Ele disse que só uma pessoa muito livre em seu interior podia ser poeta e que a censura não podia interferir na grandiosa tarefa da poesia. Mesmo sem atingir um amplo público leitor na atualidade, segundo ele, a verdadeira poesia ainda encontraria sua resposta no coração das pessoas. “Nós morreremos, mas a arte permanece”, concluiu Blok.
Ao mesmo tempo, ele colocava os censores em guarda e, muito provavelmente, fazia um ataque ao novo governo. "Deixem que esses funcionários públicos se acautelem quanto aos piores apelidos que a poesia irá lhes dirigir por suas próprias vias, quando atentam contra sua liberdade secreta e a impedem de cumprir seu misterioso propósito."
5. Morreu ‘porque não podia mais viver’
Blok acreditava que os bolcheviques tinham tirado dele a liberdade interior necessária para a criação. E quando um poeta não escreve, ele morre, já que não tem razão para viver, segundo Blok.

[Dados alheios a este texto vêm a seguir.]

PR #1653, opened 2019-04-19
Added debug events ttl

ViktorBasanets:


application/src/main/resources/thingsboard.yml
```diff
@@ -166,6 +166,7 @@ cassandra:
     ts_key_value_partitioning: "${TS_KV_PARTITIONING:MONTHS}"
     ts_key_value_ttl: "${TS_KV_TTL:0}"
     events_ttl: "${TS_EVENTS_TTL:0}"
+    debug_events_ttl: "${DEBUG_EVENTS_TTL:WEEK}"
```
ashvayka: This should be long value, similar to ts_key_value_ttl or events_ttl. I believe Cassandra TTL is set in seconds, but I may be wrong.

dao/src/main/java/org/thingsboard/server/dao/event/CassandraBaseEventDao.java
```diff
@@ -188,11 +192,15 @@ public Event findEvent(UUID tenantId, EntityId entityId, String eventType, Strin
...
                 .value(ModelConstants.EVENT_UID_PROPERTY, entity.getEventUid())
                 .value(ModelConstants.EVENT_BODY_PROPERTY, entity.getBody());
+
         if (ifNotExists) {
             insert = insert.ifNotExists();
         }
-        if(ttl > 0){
-            insert.using(ttl(ttl));
+
+        int selectedTtl = entity.getEventType().matches(DataConstants.DEBUG_RULE_NODE) ? toMillis(debugEventsTtl) : ttl;
```
ashvayka: Why matches instead of equals?

PR #1661, opened 2019-04-23
First approach to implement integration with Amazon DynamoDB for time…

V0L0DYMYR:
… series data.

In this pull-request Aggregations other than NONE is not supported,
due to absents of aggregations in DynamoDb.


denisac77:
#1661 fix

PR #1672, opened 2019-04-27
Add rowClick and actionButtonClick action sources to timeseries_table widget…

pgrisu:
…. The actionHadler will receive selected row[] array as additionalParams


ikulikov:

PR #1698, opened 2019-05-08
add hide empty lines option to timeseries-table widget

pgrisu:
This new config option for timeseries-table widget allows removing of empty lines in the timeseries table that may appears when a processingFunction that blanks table cells on some conditions is configured on dataKeys.


ikulikov:

Issue #6334, opened 2022-03-29
[Feature Request] Latest values support for Timeseries widgets


ikulikov:
### General description

Add ability to specify additional latest values data keys to timeseries widgets. In the widget data settings add additional latest data keys field to datasource. Latest values data is optional and used depending on implementation of each timeseries widget type.

**Chart widgets**

Includes *Timeseries Line Chart* / *Timeseries Bar Chart* / *State Chart* widgets. Latest data keys used to configure chart thresholds and used in data key label patterns.

**Cards**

Ele viveu as consequências da Revolução de maneira tão cortante, que quase parou de escrever. A melodia da Revolução morreu para ele: "Todos os sons cessaram... Não percebe que não há quaisquer sons?", dizia.
Depressão, estresse, as péssimas condições da gelada e revolucionária Petrogrado e a perda dos meios de subsistência levaram Blok a desenvolver asma e, mais tarde, escorbuto. Como se recusou a emigrar quando ainda era possível, Blok precisava obter um visto de saída pelo menos para o tratamento médico no exterior. Mas os bolcheviques hesitaram tanto para decidir sobre esse visto, que a permissão para partir foi assinada apenas poucos dias antes da morte do poeta.
Aos 41 anos, em seu apartamento, morria um dos principais poetas da cidade. Nos últimos dias de vida, ele recusava a comida. Havia rumores até de que ele havia enlouquecido. O poeta Vladislav Khodasevitch escreveu que Blok morreu “porque já não podia mais viver”.
Após o funeral, a poeta Anna Akhmátova escreveu um epitáfio chamando Blok de “Nosso sol, extinto em um tormento”. A Revolução levou, de um modo ou de outro, muitos dos mais talentosos poetas, escritores, músicos e outros gênios criadores. Mas, como Blok profetizou, eles morreram, mas a arte permaneceu.